Maybe focusing on clothing is a distraction. I can't tell whether or not I am emotionally ready to stand close to my friend while she is making marriage vows (even if they are in pirate language.)

STRESSED

Shoe store

I went to buy my kids new shoes today. I went to Payless Shoes with line-tracings of their feet to figure out their sizes since they just KEEP GROWING!

The sales clerk appeared between 18 to 25 years old. She was perky and attentive. She helped me figure out their sizes and showed me right where I should look for boys size 12 and girls size 8 1/2 shoes. (My son appears to have skipped right over size 11 he's growing so fast!)

I was the only customer in the store. The sales clerk was busy with whatever she was doing, but attentive, as I said, and the minute I was ready to make my purchase she was there ringing me up and making small talk. She suggested I take advantage of the big sale and look at some shoes for myself too, but I told her the truth, "I have plenty of shoes, too many probably."

She told me the total purchase price, I handed her my American Express, she took the card and said, "Oh, it has your picture right there on it, so I don't need to see your license" as she slid the card through the slot on her keyboard.
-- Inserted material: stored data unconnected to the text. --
Issue #344, opened 2025-03-31
feat: Return block number as a field in Event


sanjayprabhu:
The block number is encoded in the event id, but it would be nice to have it returned directly as a usable field when queried via the Events API (both Subscribe and GetEvent). We don't need to store the block number separately, just extract the block number from the id and present it as a field.

Quazia:
I'd like to work on this! I believe Manan spoke to you about my interest in this issue.

sanjayprabhu:
Go for it, let me know if you have any questions

sanjayprabhu:
GetEvent needs to be implemented. If you want to do that separately or as part of this that would be helpful. No worries otherwise as well, we'll get to it.

Quazia:
I'll pick it up just let me know if you'd prefer it on the same PR or separate. Just let me know, thanks.

Quazia:
Similarly is it worth capturing an issue to implement `SubmitBulkMessages`?

sanjayprabhu:
Yes please.

PR #359, opened 2025-04-08
feat: Return block number as a field in Event #344

Quazia:
- Add a new `HubEventResponse` message to `request_response.proto`
- Add helper for converting a `HubEvent` to a `HubEventResponse` in `event.rs`
- Use helper in existing Events API endpoint (subscribe) in `server.rs`
- Change return type for Events API in `rpc.proto`
- Add tests to `server_tests`

### TODO

- [ ] Implement GetEvent with new `HubEventResponse`

### DIFF
--- a/src/network/server.rs
+++ b/src/network/server.rs
@@ -35,6 +35,7 @@ use crate::proto::UserNameProof;
 use crate::proto::UserNameType;
 use crate::proto::UsernameProofRequest;
 use crate::proto::UsernameProofsResponse;
+use crate::proto::HubEventResponse;
 use crate::proto::ValidationResponse;
 use crate::proto::VerificationAddAddressBody;
 use crate::proto::{Block, CastId, DbStats};
@@ -602,7 +603,7 @@ impl HubService for MyHubService {
         }))
     }
 
-    type SubscribeStream = ReceiverStream<Result<HubEvent, Status>>;
+    type SubscribeStream = ReceiverStream<Result<HubEventResponse, Status>>;
 
     async fn subscribe(
         &self,
@@ -611,7 +612,7 @@ impl HubService for MyHubService {
         authenticate_request(&request, &self.allowed_users)?;
 
         info!("Received call to [subscribe] RPC");
-        let (server_tx, client_rx) = mpsc::channel::<Result<HubEvent, Status>>(100);
+        let (server_tx, client_rx) = mpsc::channel::<Result<HubEventResponse, Status>>(100);
         let events_txs = match request.get_ref().shard_index {
             Some(shard_id) => match self.shard_senders.get(&(shard_id)) {
                 None => {
@@ -665,7 +666,8 @@ impl HubService for MyHubService {
                     for event in old_events.events {
                         if event_types.contains(&event.r#type) {
                             let event = Self::rewrite_hub_event(event);
-                            if let Err(_) = server_tx.send(Ok(event)).await {
+                            let response = HubEvent::create_hub_event_response(event);
+                            if let Err(_) = server_tx.send(Ok(response)).await {
                                 return;
                             }
                         }
@@ -692,7 +694,8 @@ impl HubService for MyHubService {
                             Ok(hub_event) => {
                                 if filtered_events.contains(&hub_event.r#type) {
                                     let hub_event = Self::rewrite_hub_event(hub_event);
-                                    match tx.send(Ok(hub_event)).await {
+                                    let response = HubEvent::create_hub_event_response(hub_event);
+                                    match tx.send(Ok(response)).await {
                                         Ok(_) => {}
                                         Err(_) => {
                                             // This means the client hung up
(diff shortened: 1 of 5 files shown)


src/proto/rpc.proto
```diff
@@ -23,8 +23,8 @@ service HubService {
   rpc GetFids(FidsRequest) returns (FidsResponse);
 
   // Events
-  rpc Subscribe(SubscribeRequest) returns (stream HubEvent);
-//  rpc GetEvent(EventRequest) returns (HubEvent);
+  rpc Subscribe(SubscribeRequest) returns (stream HubEventResponse);
```
manan19, line 26: this would break backwards compatibility for existing users of the `Subscribe`. Is there a path where we don't need to do a major version bump to make this change?

arthur-neynar: Yeah this is a breaking change. How widespread is current usage of snapchain/subscribe? We could add it to the `HubEvent` as optional but the `HubEvent` is passed around in more places than just the `Subscribe` return - relatively easy refactor if that's how we want to do it but I think switching all responses to Response objects while it's still easier to make these interface changes (not a lot of active clients) is the move. I think actually doing this for _all_ existing rpc function definitions makes sense and then it's just a single breaking change.

Quazia: Another option is to provide a `SubscribeEvent` fn with the new functionality and then deprecate the old `Subscribe` on the next major version bump?

manan19: @sanjayprabhu @aditiharini thoughts?^

sanjayprabhu: Hmm, why do we need to do this? I think we can just add a `block_number` field to HubEvent and keep the existing signature right?

arthur-neynar: I'll refactor to make that change - I think the main advantage or reason we would want a separate message is if whats stored for the HubEvent and what's returned through the endpoint continue to diverge it'd be easier to manage if they're separate.

So I will refactor to add an optional field to the `HubEvent` and then only populate that when providing it as a response.

Quazia: Ok I've refactored it to use the existing `HubEvent`

src/proto/hub_event.proto
```diff
@@ -59,4 +59,5 @@ message HubEvent {
     //    MergeStorageAdminRegistryEventBody merge_storage_admin_registry_event_body = 10;
     MergeOnChainEventBody merge_on_chain_event_body = 11;
   };
+  optional uint64 block_number = 12;
```
sanjayprabhu, line 62: Doesn't have to be optional, it will default to 0

src/network/server.rs
```diff
@@ -692,7 +693,8 @@ impl HubService for MyHubService {
                             Ok(hub_event) => {
                                 if filtered_events.contains(&hub_event.r#type) {
                                     let hub_event = Self::rewrite_hub_event(hub_event);
-                                    match tx.send(Ok(hub_event)).await {
+                                    let response = HubEvent::create_hub_event_response(hub_event);
```
sanjayprabhu, line 696: Let's just use the `rewrite_hub_event` above to add the block number

src/storage/store/account/event.rs
```diff
@@ -172,6 +172,25 @@ impl HubEvent {
...
     }
 
+    pub fn get_event(
+        db: Arc<RocksDB>,
+        event_id: u64,
+    ) -> Result<Option<HubEvent>, HubError> {
+        let key = Self::make_event_key(event_id);
+        let buf = db.get(&key)?;
+        if buf.is_none() {
+            return Ok(None); // Do we want to return none or an error?
```
sanjayprabhu, line 182: We should return a not found error

src/proto/hub_event.proto
Quazia: Addressed

src/network/server.rs
Quazia: Addressed

src/storage/store/account/event.rs
```diff
@@ -172,6 +172,25 @@ impl HubEvent {
...
+        event_id: u64,
+    ) -> Result<Option<HubEvent>, HubError> {
+        let key = Self::make_event_key(event_id);
+        let buf = db.get(&key)?;
+        if buf.is_none() {
+            return Err(HubError::not_found("Event not found"));
+        }
+
+        match HubEvent::decode(buf.unwrap().as_slice()) {
+            Ok(event) => Ok(Some(event)),
```
sanjayprabhu, line 186: Since we're returning error on failure, we can just use `Result<HubEvent, HubError>` instead of `Option<HubEvent>`

sanjayprabhu (commented):
Looks good, but looks like build is failing?

Quazia:
Sorry about that! Should be good now.

sanjayprabhu:
Build still failing? I'm surprised the precommit hook didn't catch it

Quazia:
Ok! Tests passing, build passing, everything is formatted. Hopefully there's nothing else I'm overlooking. Apologies again, will make sure to double-triple check each of these steps for future contributions.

"May I please have your phone number?"
"Sure, it's ..." I give it to her.
Click click click click... "Is your husband Michael?"

Yep... a shoe store. This is a random place, the sales clerk and I are the only souls in the building. Why do these things happen? I was in a completely new context, away from all who know me, in a moment of distraction while buying shoes for my kids.

"He's dead."

pause

"I'm so sorry, I didn't know. I saw you're wearing a wedding ring."

Wow... now she doesn't know it, but she's actually hit a second sore spot (sort of.) My wedding ring is right back on my finger and I have no immediate plans to remove it. I didn't like having it off when I tried that for awhile... (another story, another time.)

"Would you like me to change it into your name?"
"Yes, please."
"Is the email different too?" she reads Mike's email address to me... the one I can't get into.
"Yes."

I give her my email address. She asks how he died, I tell her it was 15 months ago - pneumonia.

Suddenly, her spirits rise.
"Oh, well 15 months ago, that's a long time!"

[I liked her until that last part...]

"Have a great day!" :-)

I said, "you too," and I left.

Sunday, March 21, 2010

write it down...

I start now, right where I am.

My husband died 15 months and one week ago... he was 37, I was 34, our son was 4, and our daughter was 2 1/2.

Today I thought of something I first heard in high school. Somebody (I think it was the all-knowing all-powerful "THEY") said: teenage boys think about sex once every 10 seconds.

When my husband died, I thought about him, my sadness, his death, my loss, our fatherless children's loss, the whole rotten potato... pretty much constantly from the time I awoke until I fell asleep every day. In the beginning, I fell asleep only with the help of my anti-anxiety pill and an ambien to knock me out. Even as I slept I dreamed of death and loss - if my drug-aided sleep allowed me to dream at all!

So how is it now, 15 months later?

I think I've improved to the level of a teenage boy thinking about sex. I think about "IT" when I wake up, and most of the day every day. But there are moments when I'm deeply involved in a conversation, watching a movie, working on a project or listening to an interesting interview with Terri Gross or report on All Things Considered on NPR... and I find that I skip minutes (dare I say I may have gone an hour) without thinking about "IT."

When "IT" comes to my mind again, after a longer than usual (10 second) interval, sometimes the recurrence of my awareness of "IT" sends a jolt through me. It is THOSE thoughts that feel "out of the blue." Those are the thoughts that catch me off guard or are more likely to cause me to feel deeply pained. Those thoughts catch me by surprise, bring me to tears or slap me across the face when I am least prepared to be metaphorically slapped once again.